IL BEATLES DAY 2006 A BRESCIA

Domenica scorsa per tutto il giorno, fino tarda sera al Parco Ducos Due si è tenuta, con grande affluenza di pubblico e meritato successo, la 17a edizione del Beatles Day.

  La kermesse ha visto sfilare sui tre palchi allestiti nei pressi della Cascina Bredina ristrutturata dall'Associazione Palco Giovani, più di cinquanta bands provenienti da tutta Italia per rendere omaggio ai Fab Four

Puntualissima, si è presentata alle 10.30 del mattino la prima formazione " Carducci... BS I Love You ", composta dagli allievi della Scuola Media Carducci diretta dal loro prof. Luigi Fertonani; a quei ragazzi è toccato di esibirsi per primi sotto gli occhi dei loro entusiasti genitori.

Sono poi saliti i V.A.G.H.I., band beatlesiana giunta da Cagliari. E' fra i 25 gruppi che hanno partecipato alla registrazione del CD che Beatlesiani d'Italia Associati ha prodotto negli Studi di Abbey Road a Londra per aiutare i progetti dell'UNICEF. Molti erano presenti a Brescia per esibirsi gratuitamente sul palco del Ducos. (ogni formazione poteva proporre tre canzoni dei Beatles).
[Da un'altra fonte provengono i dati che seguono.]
PR #1107, opened 2025-02-21
Unit tests that aim to verify the behavior and correctness of the sampling pipeline under various conditions

csharpconsultant:
This pull request adds several unit tests to the LlamaSharp library's SamplingTests.cs file. The added tests aim to verify the behavior and correctness of the sampling pipeline under various conditions. The tests include:

**SamplingWithTemperature:**

Tests the effect of changing temperature on the sampling process.

Compares low and high-temperature samples to ensure they are different.

**SamplingWithTopK:**

Tests the effect of TopK sampling with different values.

Ensures the sampled tokens and resulting text differ when using TopK=5 and TopK=50.

**FrequencyPenalty_ThrowsException_WhenValueIsLessThanMinusTwo:**

Verifies that an ArgumentOutOfRangeException is thrown when the frequency penalty is less than -2.

**FrequencyPenalty_ThrowsException_WhenValueIsGreaterThanTwo:**

Verifies that an ArgumentOutOfRangeException is thrown when the frequency penalty exceeds 2.

**PresencePenalty_ThrowsException_WhenValueIsLessThanMinusTwo:**

Verifies that an ArgumentOutOfRangeException is thrown when the presence penalty is less than -2.

**PresencePenalty_ThrowsException_WhenValueIsGreaterThanTwo:**

Verifies that an ArgumentOutOfRangeException is thrown when the presence penalty exceeds 2.

**DefaultValues_AreSetCorrectly:**

Verifies that the default values in the DefaultSamplingPipeline are set correctly.

**Seed_IsInitializedWithRandomValue:**

Verifies that the pipeline seed is initialized with a random value.

**Seed_IsInitializedWithSpecificValue:**

Verifies that the pipeline seed can be initialized with a specific value.

**SetMinKeep:**

Tests setting the MinKeep property to a specific value.

**GetMinKeepDefault:**

Verifies that the default value of the MinKeep property is set correctly.


LLama.Unittest/SamplingTests.cs
```diff
@@ -177,5 +178,231 @@ private static SafeLLamaSamplerChainHandle CreateChain(SafeLLamaContextHandle co
...
+        public void Seed_IsInitializedWithRandomValue()
+        {
+            // Arrange
+            var pipeline = new DefaultSamplingPipeline();
+
+            // Act
+            uint seed = pipeline.Seed;
+
+            // Assert
+            Assert.InRange(seed, 0u, uint.MaxValue);
```
martindevans, line 361: As far as I can see since `seed` is a `uint` it's impossible for this test to ever fail?

LLama.Unittest/SamplingTests.cs
```diff
@@ -177,5 +178,231 @@ private static SafeLLamaSamplerChainHandle CreateChain(SafeLLamaContextHandle co
...
+        [Fact]
+        public void SamplingWithTemperature()
+        {
+            using var context = new LLamaContext(_model, _params);
+            var tokens = _model.NativeHandle.Tokenize("The quick brown fox", false, false, Encoding.UTF8);
+
+            _batch.Add(token: tokens[0], pos: 0, sequence: LLamaSeqId.Zero, logits: true);
+            DecodeAndClear(context);
+
+            var logits = context.NativeHandle.GetLogits(numTokens: 1);
```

Per tutto il pomeriggio i gruppi si sono avvicendati puntualmente fra l'entusiasmo del pubblico che è diventato incontenibile quando Lawrence Gilmore è balzato sul palco impugnando il mitico basso Hofner, come quello di Paul McCartney, infatti Gilmore è il miglior sosia di Paul e anche bravissimo ad imitarlo nel cantare e suonare, da restare senza fiato. La sua performance ha mandato in visibilio tutti, anche il vero promoter del vero Paul McCartney, il nostro concittadino Adolfo Galli, che si è anche complimentato con lui per il concerto che si è concluso con una Hey Jude corale. Dopo di lui un'altra gradita presenza è stata quella di Riccardo Maffoni che ha interpretato magistralmente "You've Got to Hide your Love Away" e "Here Comes the Sun" dei Beatles e anche la sua "Sole negli Occhi" canzone vincitrice al festival di Sanremo. Apprezzatissimi anche Marco Zappa dalla Svizzera in duo chitarristico con un eccezionale Marco Marchi. E poi Siria e Francesco e tanto ancora.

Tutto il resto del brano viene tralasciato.